───── LISTED RECORDS ─────

PR #1375, opened 2024-03-16
Checks if trade state is active, hides it from rendered list if not.

ayrtondenner:
Fixes https://github.com/OpenApoc/OpenApoc/issues/608#issuecomment-502384799

Before rendering transaction control list, set if they are visible based on index and stock conditions. Also isolated condition checks at `Trade.isActive()`

Before:
image

After:
image

Obs.: as you can see in the second image, the scrollbar is rendered even if the aliens list is smaller than the transaction view.

### DIFF
--- a/game/ui/general/transactioncontrol.h
+++ b/game/ui/general/transactioncontrol.h
@@ -94,6 +94,18 @@ class TransactionControl : public Control
 		int getBalance() const { return getRightStock(true); }
 		// ScrollBar support. Set current value.
 		int setBalance(const int balance);
+
+		/// <summary>
+		/// Checks if trade is active or not. Can be used to determine to draw shades, remove from
+		/// item list, etc.
+		/// </summary>
+		/// <returns>If trade is active or not.</returns>
+		bool isActive() const
+		{
+			auto isActive = (getLeftIndex() == getRightIndex() ||
+			                 (getLeftStock() == 0 && getRightStock() == 0)) == false;
+			return isActive;
+		}
 	};
 
   private:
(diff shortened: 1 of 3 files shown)


FilmBoy84:
This appears to work, but i cannot test fully until #1374 is resolved

game/ui/general/transactioncontrol.h
```diff
@@ -94,6 +94,18 @@ class TransactionControl : public Control
...
 		int setBalance(const int balance);
+
+		/// <summary>
+		/// Checks if trade is active or not. Can be used to determine to draw shades, remove from
+		/// item list, etc.
+		/// </summary>
+		/// <returns>If trade is active or not.</returns>
+		bool isActive() const
+		{
+			auto isActive = (getLeftIndex() == getRightIndex() ||
```
JonnyH, line 105: Maybe this logic can be split out?

if (getLeftIndex() == getRightIndex())
  return false;
if (getLeftStock == 0 && getRightStock() == 0)
  return false;
return true;

ayrtondenner: Logic improved

https://github.com/OpenApoc/OpenApoc/blob/f8c0609d18e468c19a91894ab58f33132f74d01c/game/ui/general/transactioncontrol.h#L103-L112

XCOM-HUB:
This is a good idea for the Alien Containment, but not so good when it comes to the items you can Buy/Sell. Just look at what happened when I bought up everything in the Ground vehicle equipment section: 

Skärmbild 2024-04-18 031942
I would prefer the OG way when it comes to items, not with aliens though.

PR #1381, opened 2024-03-22
Removing filters that removed Brainsucker Pod references.

ayrtondenner:
After discussion in https://github.com/OpenApoc/OpenApoc/pull/1374, it was decide to revert changes made in https://github.com/OpenApoc/OpenApoc/pull/1372

Now Brainsucker Pod is being listed again at Alien Containment screen:

image


FilmBoy84:
Thanks for this, tested and merging :beers:

PR #1382, opened 2024-03-22
Fix crash on "Vehicle manufacturing halted" message

### LINKED ISSUE #1378: Workshop Crash on Not Enough Funds
- OpenApoc Version: _20240315_0_g3273d585
 - List of Mod files: Extended Weapons Mod 8.1

**Describe the bug**
I have a Workshop at Base 5, that is about to finish their work on `Retaliator`. There are more `Retaliator`s in production queue. There is not enough money to start the next production cycle.

**To Reproduce (Scenario A)**
1. Load the enclosed save game;
2. Unpause the game;
3. At 05:00 game time, the game freezes, the sound stutters;
4. In several seconds (real time), the game crashes with no error message and nothing useful dropped in log.

**To Reproduce (Scenario B)**
1. Load the enclosed save game;
2. Go to Base 5, Large Workshop 1. Cancel the production order;
3. Unpause the game;
4. The game proceeds as expected.

**To Reproduce (Scenario C)**
1. Load the enclosed save game;
2. Go to Base 5, Large Workshop 1. Reduce the ordered amount to `1`;
3. Unpause the game;
4. There is a 'Reassign the Workshop' notification. The game proceeds as expected.

**Expected behavior**
In Scenario A, the production should halt and the warning message should appear when there is not enough funds to continue; just as it happens in Scenarios B and C. 

**Savegame**
The compressed save is included, 5 minutes (game time) before the crash. I'm also including the log file, but it seems of little use.[log.zip](https://github.com/OpenApoc/OpenApoc/files/14672971/log.zip)
[653.zip](https://github.com/OpenApoc/OpenApoc/files/14672975/653.zip)

**Additional context**
Note that this only happens to the `Retaliator` order: the other manufacturing orders fail gracefully.

JonnyH:
The event contained a VehicleType ID, but was indexing the Vehicle list to get the name, which wasn't correct.

Should fix #1378

### DIFF
--- a/game/ui/tileview/cityview.cpp
+++ b/game/ui/tileview/cityview.cpp
@@ -4341,7 +4341,7 @@ bool CityView::handleGameStateEvent(Event *e)
 					item_name = game_state->agent_equipment[ev->topic->itemId]->name;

─────

Retype the whole listing above. Please keep it exact.

> **FINISHED EXERCISE**
PR #1375, opened 2024-03-16
Checks if trade state is active, hides it from rendered list if not.

ayrtondenner:
Fixes https://github.com/OpenApoc/OpenApoc/issues/608#issuecomment-502384799

Before rendering transaction control list, set if they are visible based on index and stock conditions. Also isolated condition checks at `Trade.isActive()`

Before:
image

After:
image

Obs.: as you can see in the second image, the scrollbar is rendered even if the aliens list is smaller than the transaction view.

### DIFF
--- a/game/ui/general/transactioncontrol.h
+++ b/game/ui/general/transactioncontrol.h
@@ -94,6 +94,18 @@ class TransactionControl : public Control
 		int getBalance() const { return getRightStock(true); }
 		// ScrollBar support. Set current value.
 		int setBalance(const int balance);
+
+		/// <summary>
+		/// Checks if trade is active or not. Can be used to determine to draw shades, remove from
+		/// item list, etc.
+		/// </summary>
+		/// <returns>If trade is active or not.</returns>
+		bool isActive() const
+		{
+			auto isActive = (getLeftIndex() == getRightIndex() ||
+			                 (getLeftStock() == 0 && getRightStock() == 0)) == false;
+			return isActive;
+		}
 	};
 
   private:
(diff shortened: 1 of 3 files shown)


FilmBoy84:
This appears to work, but i cannot test fully until #1374 is resolved

game/ui/general/transactioncontrol.h
```diff
@@ -94,6 +94,18 @@ class TransactionControl : public Control
...
 		int setBalance(const int balance);
+
+		/// <summary>
+		/// Checks if trade is active or not. Can be used to determine to draw shades, remove from
+		/// item list, etc.
+		/// </summary>
+		/// <returns>If trade is active or not.</returns>
+		bool isActive() const
+		{
+			auto isActive = (getLeftIndex() == getRightIndex() ||
```
JonnyH, line 105: Maybe this logic can be split out?

if (getLeftIndex() == getRightIndex())
  return false;
if (getLeftStock == 0 && getRightStock() == 0)
  return false;
return true;

ayrtondenner: Logic improved

https://github.com/OpenApoc/OpenApoc/blob/f8c0609d18e468c19a91894ab58f33132f74d01c/game/ui/general/transactioncontrol.h#L103-L112

XCOM-HUB:
This is a good idea for the Alien Containment, but not so good when it comes to the items you can Buy/Sell. Just look at what happened when I bought up everything in the Ground vehicle equipment section: 

Skärmbild 2024-04-18 031942
I would prefer the OG way when it comes to items, not with aliens though.

PR #1381, opened 2024-03-22
Removing filters that removed Brainsucker Pod references.

ayrtondenner:
After discussion in https://github.com/OpenApoc/OpenApoc/pull/1374, it was decide to revert changes made in https://github.com/OpenApoc/OpenApoc/pull/1372

Now Brainsucker Pod is being listed again at Alien Containment screen:

image


FilmBoy84:
Thanks for this, tested and merging :beers:

PR #1382, opened 2024-03-22
Fix crash on "Vehicle manufacturing halted" message

### LINKED ISSUE #1378: Workshop Crash on Not Enough Funds
- OpenApoc Version: _20240315_0_g3273d585
 - List of Mod files: Extended Weapons Mod 8.1

**Describe the bug**
I have a Workshop at Base 5, that is about to finish their work on `Retaliator`. There are more `Retaliator`s in production queue. There is not enough money to start the next production cycle.

**To Reproduce (Scenario A)**
1. Load the enclosed save game;
2. Unpause the game;
3. At 05:00 game time, the game freezes, the sound stutters;
4. In several seconds (real time), the game crashes with no error message and nothing useful dropped in log.

**To Reproduce (Scenario B)**
1. Load the enclosed save game;
2. Go to Base 5, Large Workshop 1. Cancel the production order;
3. Unpause the game;
4. The game proceeds as expected.

**To Reproduce (Scenario C)**
1. Load the enclosed save game;
2. Go to Base 5, Large Workshop 1. Reduce the ordered amount to `1`;
3. Unpause the game;
4. There is a 'Reassign the Workshop' notification. The game proceeds as expected.

**Expected behavior**
In Scenario A, the production should halt and the warning message should appear when there is not enough funds to continue; just as it happens in Scenarios B and C. 

**Savegame**
The compressed save is included, 5 minutes (game time) before the crash. I'm also including the log file, but it seems of little use.[log.zip](https://github.com/OpenApoc/OpenApoc/files/14672971/log.zip)
[653.zip](https://github.com/OpenApoc/OpenApoc/files/14672975/653.zip)

**Additional context**
Note that this only happens to the `Retaliator` order: the other manufacturing orders fail gracefully.

JonnyH:
The event contained a VehicleType ID, but was indexing the Vehicle list to get the name, which wasn't correct.

Should fix #1378

### DIFF
--- a/game/ui/tileview/cityview.cpp
+++ b/game/ui/tileview/cityview.cpp
@@ -4341,7 +4341,7 @@ bool CityView::handleGameStateEvent(Event *e)
 					item_name = game_state->agent_equipment[ev->topic->itemId]->name;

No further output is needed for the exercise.